USE_ORDER="env:pkg:conf:auto:defaults"

user@localhost ~ $ ls -l /etc/portage/make.profile

lrwxrwxrwx 1 root root 59 Feb 17 08:50 /etc/portage/make.profile -> ../../usr/portage/profiles/default/linux/amd64/13.0/desktop

Then I suspect that the problem is with my USE_ORDER, since I'm using a regular profile, and have done nothing else with the USE flags that would affect firmware-loader.

I seem to remember several years back that something changed on my system.  If I remember correctly, software that I'd installed was no longer automagically picked up by subsequent software installations.  Someone on the forums recommended fixing USE_ORDER this way.  Presuming this is the problem, I've been running with it this way for years, and this is the first time I've been bit by it.

As an example of the behavior I wanted, if I were to install say, "xcb" and its associated packages, I'd like any new software to incorporate it as if I'd added USE="xcb", unless I specifically inhibited it.  I'd also like it to rebuild packages as necessary on the next emerge --newuse.  (I already set the xcb USE flag, and got it installed that way, by the way.)

Assuming USE_ORDER is the problem, why is it overriding the "+firmware-loader" in the ebuild?  What should I have as USE_ORDER, and will it give me the auto-take-advantage-of operation?

----------

## chithanh

You don't have pkginternal in USE_ORDER which causes EAPI=1 IUSE defaults to be ignored.

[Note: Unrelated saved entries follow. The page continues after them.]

PR #81, opened 2019-11-19
Apply RHEL collector to RHEL for $arch

kahowell:
Without this, we don't apply the same hypervisor counting to RHEL for
x86, etc.


mstead:
ACK

PR #85, opened 2019-12-09
Generate a client for the Cloudigrade concurrent resource.

awood:
Cloudigrade does not do spec-first development.  They provide an OpenAPI
specification in JSON that is generated from the source code.
Unfortunately, the generated file does not work properly.  I ran into
multiple issues where OpenAPI complained about having to use
UNKNOWN_BASE_TYPE when generating a client.

Since Cloudigrade is stable and we only use a piece of the API, I've
addressed the issue by simply defining our own specification file.  We
are obligated to keep this file in sync with any changes to the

Please carefully read the USE_ORDER description in "man make.conf".

----------

## depontius

Looking at the man page, several things are obviously missing from my USE_ORDER.  The simplest thing would be to simply comment mine out, but I think I'll do "emerge -ptuvDN world" before and after doing so, just to check for breakage.

Point of curiosity - I don't see "auto" anywhere in the man page segment on USE_ORDER.  I made this change many, many years ago, haven't touched it since, and much may have changed since then.  Is "auto" top-secret/hidden, deprecated, or obsolete?

----------

## SamuliSuominen

 *chithanh wrote:*   

> In the absence of a make.conf or package.use entry, the only way that a +firmware-loader flag can be disabled is through profile or by messing with portage's USE_ORDER.

 

Nice catch.

----------

## depontius

Two systems fully rebuilt with the default USE_ORDER, one system still chugging, waiting to start the other 3 until I had my first successes.

I'm guessing that my changing of USE_ORDER goes back to June, 2006 with this forum entry: https://forums.gentoo.org/viewtopic-p-3347284.html?sid=96dce9cce91b617abceb186a26a218dc

So I'm still curious, when did "auto" go away, and when did its behavior come back?  When checking the man pages I saw no "auto" option in the USE_ORDER section, yet portage wasn't complaining about its presence.  After commenting out my USE_ORDER I was still getting the "auto" behavior, if anything even more thoroughly, because I had to fiddle with the curl_ssl_ flags in order to get myself down to one implementation.  As an aside, I began using Gentoo right in between 1.2 and 1.4.  I don't remember if I ever actually installed 1.2, but when I started following the forums the migration to 1.4 was being discussed.

Incidentally 95, 104, and 147 packages emerged with this change on the first 3 systems.

----------